Shouts come from afar and Vanessa curses, meeting the guard’s eye behind me. They seem to have a silent conversation before she guides us into the open space, gun raised, while scanning for anyone on the balconies. No one shoots back, and we reach the wide metal staircase on the other side of the room.
Vanessa streaks up them and I follow, my steps slowed because despite taking self-defence classes, it turns out I’m nowhere near fit enough to tackle these stairs. I pity the soldier behind me, but he doesn’t appear bothered by my slow speed.
She gestures in the direction of the next set of stairs that go to the third floor. “Check up there,” she orders him. “Signal if you find him. We’ll check this floor.”
He nods and takes off and Vanessa tugs me along the wall, scanning downstairs for anyone who might attack, while my eyes pass over every open cell to our right and also across to the other side, the building design at least helpful in that manner.
“I don’t see him.” Helplessness seeps into my tone. “Vanessa, he isn’t here!”
“He’s here. Somewhere.” She leans across the balcony, whistling to gain the attention of the soldier she sent upstairs, but he only shakes his head before pointing towards the stairs.
Vanessa runs back that way and I follow. There’s a sudden slap against the cement behind me, one not in the same pattern as Vanessa’s steps, and I’m partway turned around when I notice the figure following. The soldier comes out of nowhere, presumably hidden in one of the other cells, his arm linking around my waist.
I yell for Vanessa while recalling everything Bailey’s ever taught me, my actions driven by panic and instinct. Knife in hand, I stab downwards intending to hit any part of him. He howls when I score his arm, loosening just enough I’m able to position an elbow into his chest and a knee into his groin, kicking at the same time as shoving away.
There’s a small distant bang, and then he’s falling with a thud, a bullet hole cleanly through his forehead, dark eyes dead and vacant.
“Badass.” Vanessa grabs my wrist, pulling me away from the dead man. “He must have been hiding, sorry. You okay?”
Panting, I nod, and Vanessa's man appears at the top of the staircase taking everything in. “Everything alright, Pakhan?”
“As fine as it can be.”
He scans me up and down, more clinically than anything, before nodding. “Upstairs is empty. Think Lev had it wrong?”
“Doubt it.” Vanessa rubs a hand down her face. “We’ll go back down and find the others. There must be more to this place that didn’t show up on blueprints. Text Lev if you’re able to and see if anything else can be dug up.”

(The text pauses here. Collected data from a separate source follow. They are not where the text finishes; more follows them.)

PR #309, opened 2022-03-10
Fix Terms proceed validation (related to Submit Stage 7)

hiaux0:
## What was done
When on Terms stage (6) for the first time, save then proceed did not work (it should have)
--> Add separate validation for Terms Stage (aka. the "last stage")

Caused by: d071143840c718e527abdf78ea4fe31e0eda0a47

## Testing
1. Have all other stages valid
2. Be on Terms Stage
3. Put valid clause input
4. Save Clause
5. Proceed

#### Before
Could not proceed to Submit

#### After
Can proceed

### DIFF
--- a/src/wizards/services/WizardService.ts
+++ b/src/wizards/services/WizardService.ts
@@ -91,11 +91,12 @@ export class WizardService {
     this.router.navigate(this.getWizardState(wizardStateKey).cancelRoute);
   }
 
-  public proceed(wizardStateKey: WizardStateKey): Promise<void> {
+  public async proceed(wizardStateKey: WizardStateKey): Promise<void> {
     const wizardState = this.getWizardState(wizardStateKey);
     const indexOfActive = wizardState.indexOfActive;
 
-    if (!this.checkCanProceed(indexOfActive)) {
+    const canProceed = await this.checkCanProceed(wizardState, indexOfActive);
+    if (!canProceed) {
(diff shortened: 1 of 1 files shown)


src/wizards/services/WizardService.ts
```diff
@@ -186,12 +192,16 @@ export class WizardService {
...
 
-  private checkCanProceed(indexOfActive: number): boolean {
+  private async checkCanProceed(wizardState: any, indexOfActive: number): Promise<boolean> {
     const visibleStagesCount = this.getVisibleStages().length;
     const isLastStage = visibleStagesCount === indexOfActive + 1;
     /** Proceed just fine when not last stage. */
     if (!isLastStage) return true;
 
+    if (isLastStage) {
+      await this.validateActiveStage(wizardState, indexOfActive );
```
hiaux0, line 202: @dkent600 
Problem with this:
`validateActiveStage` will be called twice for the Terms Stage
Once: `checkCanProceed` (because proceeding from the "last stage" requires all other stages to be valid, cf. Launch)
Twice: `goToStage`

Imo, negligible.
(if not, I would have to refactor `goToStage` a bit, as I see it)

dkent600: I suspect we can live with that.

hiaux0:
done by d9251d81a216dc0d11aa3432aacf94df151f47ff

She leads us downstairs, and though my legs are burning, I push on and don’t say anything, not even willing to relive the near-attack upstairs that had my heart racing both in fear and adrenaline. Dimitri wouldn’t give up looking for me, even if he had to walk the continent to do it, so I’ll have to fall dead before I do.
“Is there a reason there’s so few guards?”
“They wanted us to find him. You saw the note. They’re banking on a trade.”
Ivan being freed into the world is terrifying. To have the source behind my attack walking around isn’t what I want, but if I had to choose, I would do it. For Dimitri.
“Will you?”
“Fuck no. Knife up.”
Vanessa turns a corner, almost colliding with a figure. Anastasia lowers her gun, the other soldiers coming up behind her, each gripping the arm of a man, his body limp with blood trailing from his nose and ears.
“We got rid of everyone they had. Killed Andrei, but not before he squealed there’s a basement. That’s where they have him locked up.” She holds up a key on a thin chain. “Kept this one alive in case you want to chat with him.”
“Lock him in one of the cells upstairs,” Vanessa commands her men. “Then stay with him. I’ll be there shortly.”
They drag the limp man away whose head lolls, no fight given.
“You doing okay?” Anastasia touches my arm. “You look like you’re about to pass out.”
“Feel like it too, but I’ll manage.”
“Someone was hiding upstairs and grabbed her. She got out of his hold by the time I managed to lodge a bullet between his eyes.”
She whistles before turning to jog the way she came. “Mikhail, with some encouragement, pointed out the basement door before I knocked him out.” She taps on the door she stops in front of, its broken window blackened with dust and age.
She descends the stairs first, then me, and Vanessa brings up the rear. It’s nearly pitch-black, but Anastasia finds a switch, bathing the hall in a dull, yellow light.
It’s a hallway of six metal doors. The stone wall is cracking, the lights flickering every few steps we take. It’s eery, a chill of death settling on the space making me shiver, bumps sprouting on my arms.